Simple DateDiff Examples
Here is a simple DateDiff example:
Sub DateDiff_Year()
MsgBox DateDiff("yyyy", #1/1/2019#, #8/1/2021#)
End SubThis code will return 2. This is difference on year (indicated by “yyyy”) between 2 days. (2021 – 2019 = 2)
In the example above, changing the positions of date1 and date2.
Sub DateDiff_Year()
MsgBox DateDiff("yyyy", #8/1/2021#, #1/1/2019#)
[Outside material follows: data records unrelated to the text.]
PR #2062, opened 2023-02-27
chore: monorepo architecture (part 1) [dev]

zbynekstara:
## Description

Switching to a monorepo architecture. This PR is part 1 - converting the joint repository into a package (at the path `/packages/joint-core`).

The bulk of this PR deals with reconnecting all dependency paths to keep pointing to `/node_modules` (which stays in the root directory).

Additionally, three proof-of-concept additional packages are added (`joint-decorators`, `joint-elements`, `joint-element-tools`), as well as two proof-of-concept demos which combine multiple packages (`/examples` folder).

## Motivation and Context

Monorepo architecture allows users to only `require` the parts of our application which they actually need.

According to [Yarn documentation](https://yarnpkg.com/features/workspaces) (which also applies to NPM workspaces, as tested by me):

>Workspaces have two important properties:

>Only the dependencies depended upon by a workspace can be accessed. Said another way, we strictly enforce your workspaces dependencies. Doing this allows us to cleanly decouple projects from one another, since you don't have to merge all their dependencies in one huge unmaintainable list. We still provide tools to manage dependencies from multiple workspaces at once, but they need to be explicitly used and offer a better integration (for example `yarn add` can make suggestions for your new dependencies based on what other workspaces use, but you can override them).

>If the package manager was to resolve a range that a workspace could satisfy, it will prefer the workspace resolution over the remote resolution if possible. This is the pillar of the monorepo approach: rather than using the remote packages from the registry, your project packages will be interconnected and will use the code stored within your repository.

What this means is that when a `package.json` file mentions a package version (e.g. within the root `package.json`, `"dependencies": {"@joint/decorators": "^0.2.1"}`), NPM first checks within the shared workspace (`joint/packages` folder, as specified by the root `package.json`) to try and find a local package whose `package.json` has such a `"name"` + a `"version"` that fulfils the criterion.

Only if that fails (i.e. there is no workspace, there is no package whose `"name"` matches `"@joint/decorators"`, or there is such a package but its `"version"` is less than or equal to 0.20), then NPM looks to the registry, where it expects to find the package at the specified version.

Note that this means that packages can only be used in the above "smart" way if they have been published. Until then, they must be referenced explicitly via the `file:` protocol (e.g. `"dependencies": {"@joint/general-shapes": "file:packages/joint-general-shapes"}`).

On top of the above, which NPM and Yarn have in common, [Yarn also offers the `workspace:` range](https://yarnpkg.com/features/workspaces#workspace-ranges-workspace), which enhances the functionality:

>While Yarn automatically picks workspace resolutions when they match, there are times where you absolutely don't want to risk using a package from the remote registry even if the versions don't match (for example if your project isn't actually meant to be published and you just want to use the workspaces to better compartment your code).

>For those use cases, Yarn now supports a new resolution protocol starting from the v2: `workspace:`. When this protocol is used Yarn will refuse to resolve to anything else than a local workspace. This range protocol has two flavors:

>When a workspace is packed into an archive (whether it's through yarn pack or one of the publish commands like yarn npm publish), we dynamically replace any `workspace:` dependency by:

>The corresponding version in the target workspace (if you use *, ^, ~, or a project-relative path)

End SubThis code will return -2.
DateDiff Syntax
In the VBA Editor, you can type “DateDiff(” to see the syntax for the DateDiff Function:
The DateDiff function contains 5 arguments:
Interval: Time unit (Days, Months, Years, etc.). Enter as string. (ex. “m” for Month)
| Setting | Description |
|---|---|
| yyyy | Year |
| q | Quarter |
| m | Month |
| y | Day of Year |
| d | Day |
| w | Weekday |
| ww | Week |
| h | Hour |
| n | Minute |
| s | Second |
Date1, Date2: Two dates you want to use in the calculation.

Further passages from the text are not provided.